**Work required:** After locating the line that contains "asottile-sentry, line 14: you" in the data below, set down exactly that line and each one after it through the line that contains "Screenshot 2024-03-28 at 15 14 44", and nothing more.

◇ ◇ ◇ ◇ ◇ ◇ ◇

PR #2914, opened 2024-03-27
ref: Define types at runtime

szokeasaurusrex:
Set types in `sentry_sdk.types` to `None` at runtime. This allows the types to be imported from outside `if TYPE_CHECKING` guards.

Fixes GH-2909

### DIFF
--- a/sentry_sdk/types.py
+++ b/sentry_sdk/types.py
@@ -11,7 +11,7 @@ releases.
 from typing import TYPE_CHECKING
 
 if TYPE_CHECKING:
-    from sentry_sdk._types import Event, Hint  # noqa: F401
+    from sentry_sdk._types import Event, Hint
 else:
     # The lines below allow the types to be imported from outside `if TYPE_CHECKING`
     # guards. The types in this module are only intended to be used for type hints.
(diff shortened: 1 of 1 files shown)


sentry_sdk/types.py
```diff
@@ -12,5 +12,10 @@
 
 if TYPE_CHECKING:
     from sentry_sdk._types import Event, Hint  # noqa: F401
```
asottile-sentry, line 14: you can remove the noqa comment here now

sentry_sdk/types.py
```diff
@@ -12,5 +12,10 @@
...
+else:
+    # The lines below allow the types to be imported from outside `if TYPE_CHECKING`
+    # guards. The types in this module are only intended to be used for type hints.
+    Event = None
+    Hint = None
 
-    __all__ = ["Event", "Hint"]
+__all__ = ["Event", "Hint"]
```
asottile-sentry, line 21:
```suggestion
__all__ = ("Event", "Hint")
```

it doesn't really make much of a perf difference here but it's a good habit anyway

asottile-sentry (approved):

PR #2920, opened 2024-03-28
ref: Improve `start_transaction` docs

szokeasaurusrex:
This PR adds documentation for all `start_transaction` parameters. It also proposes removing the `StartTransactionKwargs` typeddict, instead placing the `custom_sampling_context` parameter directly on the method and deleting the `client` parameter, which appears not to be used.

ref https://github.com/getsentry/sentry-docs/issues/5082


antonpirker (approved):
Looks fine.

PR #2923, opened 2024-03-28
docs: Document Transaction and Span kwargs typed dicts

szokeasaurusrex:
Repeating the doc comments also on the kwargs typed dicts enables better hinting in VSCode. See example below.

Before:
Screenshot 2024-03-28 at 15 16 08

After:
Screenshot 2024-03-28 at 15 14 44

I wish there was a way to do this without simply repeating the documentation both on the classes and in the Kwargs typeddicts, but this is the best way I found.

ref: https://github.com/getsentry/sentry-docs/issues/5082

### DIFF
--- a/sentry_sdk/api.py
+++ b/sentry_sdk/api.py
@@ -29,9 +29,9 @@ if TYPE_CHECKING:
         ExcInfo,
         MeasurementUnit,
         LogLevelStr,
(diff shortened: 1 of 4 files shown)


antonpirker (approved):
Yay!

Issue #2926, opened 2024-04-02
Set `Event` to something other than `None` at runtime


szokeasaurusrex:
### How do you use Sentry?

Sentry Saas (sentry.io)

### Version

1.44.0

### Steps to Reproduce

See https://github.com/getsentry/sentry-python/issues/2909#issuecomment-2028659630. Simply running the code (i.e. with `python` not `pytest`) also causes the problem.

### Expected Result

No error

### Actual Result

```
TypeError: unsupported operand type(s) for |: 'NoneType' and 'NoneType'
```

PR #2928, opened 2024-04-02
fix(types): Fixed `Event | None` runtime `TypeError`

szokeasaurusrex:
Change `Event`'s runtime value to `typing.Any`, since the previous value of None caused the expression `Event | None` to result in a `TypeError` at runtime, even when the `Event | None` expression was used as a type hint. Also, add a test to make sure we don't reintroduce this bug.

Fixes GH-2926

### DIFF
--- a/sentry_sdk/types.py
+++ b/sentry_sdk/types.py
@@ -13,9 +13,11 @@ from typing import TYPE_CHECKING
 if TYPE_CHECKING:
     from sentry_sdk._types import Event, Hint
 else:
+    from typing import Any
+
     # The lines below allow the types to be imported from outside `if TYPE_CHECKING`
     # guards. The types in this module are only intended to be used for type hints.
-    Event = None
-    Hint = None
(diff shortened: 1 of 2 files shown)


antonpirker (approved):

antonpirker:
One question: Why are we not importing the types from `_types` no matter what `TYPE_CHECKING` is?

szokeasaurusrex:
> One question: Why are we not importing the types from `_types` no matter what `TYPE_CHECKING` is?

All the types are defined within an `if TYPE_CHECKING` block. So, the types only exist in `TYPE_CHECKING` environments. Attempting the import at runtime results in an `ImportError`:

```
>>> from sentry_sdk._types import Event
  File "<stdin>", line 1, in <module>
ImportError: cannot import name 'Event' from 'sentry_sdk._types' (/Users/dszoke/Development/SDK/sentry-python/sentry_sdk/_types.py)
```

PR #2935, opened 2024-04-04
Speed up grpc test suite. Use `grpcio` instead of grpcio-tools in tests 

antonpirker:
Installing just `grpcio` instead of `grpcio-tools` which is not needed by tests because no protobufs are compiled during running tests.


antonpirker:
not needed. see sdk 2.0 branch...

PR #2954, opened 2024-04-09
fix(metrics): Change `data_category` from `statsd` to `metric_bucket`

cleptric:
The event category for emitted metrics is `metric_bucket` and not `statsd`.


antonpirker:
@cleptric can you add the "why" to the PR description, so we have a nice commit message, thank you!

antonpirker (approved):

PR #2962, opened 2024-04-10
Add comments for args and kwargs

szokeasaurusrex:
PR with some comments on where we could add the data needed for the enhancements of the queues module described in https://github.com/getsentry/sentry-python/issues/2951. This PR is based on Sentry SDK 2.0.

**Do not merge!**


szokeasaurusrex:
No longer needed, as #2951 is completed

◇ ◇ ◇ ◇ ◇ ◇ ◇

**Exercise result:**
asottile-sentry, line 14: you can remove the noqa comment here now

sentry_sdk/types.py
```diff
@@ -12,5 +12,10 @@
...
+else:
+    # The lines below allow the types to be imported from outside `if TYPE_CHECKING`
+    # guards. The types in this module are only intended to be used for type hints.
+    Event = None
+    Hint = None
 
-    __all__ = ["Event", "Hint"]
+__all__ = ["Event", "Hint"]
```
asottile-sentry, line 21:
```suggestion
__all__ = ("Event", "Hint")
```

it doesn't really make much of a perf difference here but it's a good habit anyway

asottile-sentry (approved):

PR #2920, opened 2024-03-28
ref: Improve `start_transaction` docs

szokeasaurusrex:
This PR adds documentation for all `start_transaction` parameters. It also proposes removing the `StartTransactionKwargs` typeddict, instead placing the `custom_sampling_context` parameter directly on the method and deleting the `client` parameter, which appears not to be used.

ref https://github.com/getsentry/sentry-docs/issues/5082


antonpirker (approved):
Looks fine.

PR #2923, opened 2024-03-28
docs: Document Transaction and Span kwargs typed dicts

szokeasaurusrex:
Repeating the doc comments also on the kwargs typed dicts enables better hinting in VSCode. See example below.

Before:
Screenshot 2024-03-28 at 15 16 08

After:
Screenshot 2024-03-28 at 15 14 44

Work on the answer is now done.